Aim of the exercise: Find the line in the entries below that contains "if len(content) >". Repeat it exactly, and every line after it through the line that contains "their app in #78".

Stored items:
PR #76, opened 2025-04-22
fixup: add missing description to ListDir tool

sysradium:
Fixes the following issue:
```
  File "/Users/user/serena/.venv/bin/serena-mcp-server", line 10, in <module>
    sys.exit(start_mcp_server())
             ^^^^^^^^^^^^^^^^^^
  File "/Users/user/serena/.venv/lib/python3.11/site-packages/click/core.py", line 1161, in __call__
           ^^^^^^^^^^^^^^^^^^^^^^^^^^
  File "/Users/user/serena/.venv/lib/python3.11/site-packages/click/core.py", line 1082, in main
    rv = self.invoke(ctx)
         ^^^^^^^^^^^^^^^^
  File "/Users/user/serena/.venv/lib/python3.11/site-packages/click/core.py", line 1443, in invoke
           ^^^^^^^^^^^^^^^^^^^^^^^^^^^^^^^^^^^^^^^
  File "/Users/user/serena/.venv/lib/python3.11/site-packages/click/core.py", line 788, in invoke
    return __callback(*args, **kwargs)
           ^^^^^^^^^^^^^^^^^^^^^^^^^^^
  File "/Users/user/serena/src/serena/mcp.py", line 187, in start_mcp_server
    mcp_server = create_mcp_server(project_file_path=project_file, host=host, port=port)
                 ^^^^^^^^^^^^^^^^^^^^^^^^^^^^^^^^^^^^^^^^^^^^^^^^^^^^^^^^^^^^^^^^^^^^^^^
  File "/Users/user/serena/src/serena/mcp.py", line 135, in create_mcp_server
    update_tools()
  File "/Users/user/serena/src/serena/mcp.py", line 124, in update_tools
    mcp._tool_manager._tools[tool.get_name()] = make_tool(tool)
                                                ^^^^^^^^^^^^^^^
  File "/Users/user/serena/src/serena/mcp.py", line 65, in make_tool
    func_doc = f"{docstring.description.strip().strip('.')}."
```
Since `ListDir.apply` does not have a description the parsing tool returns `None`. The easiest fix was to correct the docstring itself.

The regression came from https://github.com/oraios/serena/pull/73

### DIFF
--- a/src/serena/agent.py
+++ b/src/serena/agent.py
@@ -644,6 +644,8 @@ class ListDirTool(Tool):
 
     def apply(self, relative_path: str, recursive: bool, max_answer_chars: int = _DEFAULT_MAX_ANSWER_LENGTH) -> str:
         """
+        Lists files and directories in the given directory (optionally with recursion).
+
         :param relative_path: the relative path to the directory to list; pass "." to scan the project root
         :param recursive: whether to scan subdirectories recursively
         :param max_answer_chars: if the output is longer than this number of characters,
@@ -1092,7 +1094,7 @@ class WriteMemoryTool(Tool):
         """
         if len(content) > max_answer_chars:
             raise ValueError(
-                f"Content for {memory_file_name    } is too long. Max length is {max_answer_chars} characters. "
+                f"Content for {memory_file_name} is too long. Max length is {max_answer_chars} characters. "
                 + "Please make the content shorter."
             )
 


MischaPanch:
Thanks! Merging, but that's not enough - an absence of description should not lead to errors. I will fix the parsing and add a test over all tools

sysradium:
@MischaPanch yeah, that would be a proper fix for sure.

Also I think project is mature enough to switch to releases, so that you don't get accidently a breaking change :)

MischaPanch:
@sysradium to test openhands, I'm solving this with their app in #78 

Concerning maturity: I disagree, we will be doing lots of evaluations  and comparisons to other systems in the next weeks, stuff will change then. Then maybe we can go for a stable version and release a package to pypi :). But I appreciate the compliment

sysradium:
@MischaPanch ok, no problem. Will check the openhands you have mentioned.

My suggestion was to keep the rolling `master` but have reasonable version tags. All of them will be v0.0.x since you are not, as you say, stable enough, but that would at least allow people to pin the "version" and know how "far" they are from the tip.

I get that technically it is possible to use a commit hash or just create a local branch and keep rebasing it. So it is just a suggestion based on how rapidly growing projects operated that I contributed to.

Always happy to help if there is a need.

MischaPanch:
@sysradium maybe we will start having tags soon. We already have a sort of versioning based on the date and `__version__` in the init. I guess, git tags won't hurt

Result of this exercise:
         if len(content) > max_answer_chars:
             raise ValueError(
-                f"Content for {memory_file_name    } is too long. Max length is {max_answer_chars} characters. "
+                f"Content for {memory_file_name} is too long. Max length is {max_answer_chars} characters. "
                 + "Please make the content shorter."
             )
 


MischaPanch:
Thanks! Merging, but that's not enough - an absence of description should not lead to errors. I will fix the parsing and add a test over all tools

sysradium:
@MischaPanch yeah, that would be a proper fix for sure.

Also I think project is mature enough to switch to releases, so that you don't get accidently a breaking change :)

MischaPanch:
@sysradium to test openhands, I'm solving this with their app in #78 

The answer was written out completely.